Epsilon Archive for Student Projects

Abstract

This study assessed the environmental performance of organic and conventional carrots produced and supplied in Sweden, as well as mapping out and describing the local carrot production and supply in Sweden to lay the roundwork for a decision support, primarily aimed at Swedish farmers and consumers. A life cycle assessment (LCA) methodology with the system boundary from carrot cultivation to consumer gate and a functional unit (FU) of 1 kg of carrots at the farm was applied, using the LCA software SimaPro 8.5.2. The information necessary for the life cycle inventory (LCI) was partially obtained from a literature review and partially from two questionnaires that were devised. Additionally, a sensitivity analysis focusing on the assumptions pertaining to the transportation has been made. The life cycle impact assessment (LCIA) focused on two impact categories: cumulative energy demand (CED) and global warming potential (GWP).

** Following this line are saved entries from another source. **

PR #986, opened 2019-10-25
[logging] output 'imported file format'

dntczdx:
In order to build dashboard for imported file format, we need to output it. The source is from qemu-info.

### DIFF
--- a/daisy_workflows/image_import/import_image.sh
+++ b/daisy_workflows/image_import/import_image.sh
@@ -152,8 +152,6 @@ echo "Import: $(serialOutputKeyValuePair "source-size-gb" "${SOURCE_SIZE_GB}")"
 echo "Import: $(serialOutputKeyValuePair "import-file-format" "${IMPORT_FILE_FORMAT}")"
 set -x
 
-echo "ImportFailed: Failed to convert source to raw. [Privacy-> test <-Privacy]" # TODO remove
-
 # Ensure the disk referenced by $DISKNAME is large enough to
 # hold the inflated disk. For the common case, we initialize
 # it to have a capacity of 10 GB, and then resize it if qemu-img
--- a/daisy_workflows/image_import/import_image.sh
+++ b/daisy_workflows/image_import/import_image.sh
@@ -139,7 +139,9 @@ fi
 
 # Ensure the output disk has sufficient space to accept the disk image.
 # Disk image size info.
-SIZE_BYTES=$(qemu-img info --output "json" "${IMAGE_PATH}" | grep -m1 "virtual-size" | grep -o '[0-9]\+')
+FILE_INFO=$(qemu-img info --output "json" "${IMAGE_PATH}")
+SIZE_BYTES=$(echo $FILE_INFO | grep -oP  '(?<="virtual-size":[ *])[0-9]+' | head -1)
+IMPORT_FILE_FORMAT=$(echo $FILE_INFO | grep -oP  '(?<="format":[ *]").*?(?=")')
  # Round up to the next GB.
 SIZE_GB=$(awk "BEGIN {print int(((${SIZE_BYTES} - 1)/${BYTES_1GB}) + 1)}")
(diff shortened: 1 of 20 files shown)


daisy_workflows/image_import/import_image.sh
```diff
@@ -139,14 +139,17 @@ fi
 
 # Ensure the output disk has sufficient space to accept the disk image.
 # Disk image size info.
-SIZE_BYTES=$(qemu-img info --output "json" "${IMAGE_PATH}" | grep -m1 "virtual-size" | grep -o '[0-9]\+')
+FILE_INFO=$(qemu-img info --output "json" "${IMAGE_PATH}")
+SIZE_BYTES=$(echo $FILE_INFO | grep -oP  '(?<="virtual-size":[ *])[0-9]+' | head -1)
```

The LCIA results indicated that, in the organic case, CED and GWP values were 4.45 MJ and 0.193 kg CO2 eq per FU respectively. The obtained values for CED and GWP for the conventional carrot case were 4.82 MJ and 0.216 kg CO2 eq per FU respectively. This means that the organic carrot case had less impact (about 92% in terms of CED and 89% in terms of GWP), compared to the conventional carrot case. The transportation accounted for the largest impact, especially in terms of GWP, followed by the post-harvest processes and agricultural production for the organic carrot case. For the conventional case however, the agricultural production had a larger impact than the post-harvest processes. The largest contributing factors to the impact of the agricultural production of organic carrots were identified as the plastic used for mulching and the diesel use, while the largest contributing factors for the agricultural production of conventional carrots were identified as the plastic used to package pesticides and fertilizer, the fertilizer itself, electricity use and diesel use. The largest contributing factor to the CED of the post-harvest processes was identified as the electricity use, whilst the plastic packaging had the highest impact in terms of GWP. Finally, the single largest contributing factor was identified as the transportation from retailer to household, accounting for about 84% of the GWP and 88% of the CED from the transportation stage. This is equivalent to the transportation between retailer and household amounting to about 67% of GWP and 47% of CED for the organic carrot life cycle, as well as about 60% of GWP and 43% of CED for the conventional carrot life cycle.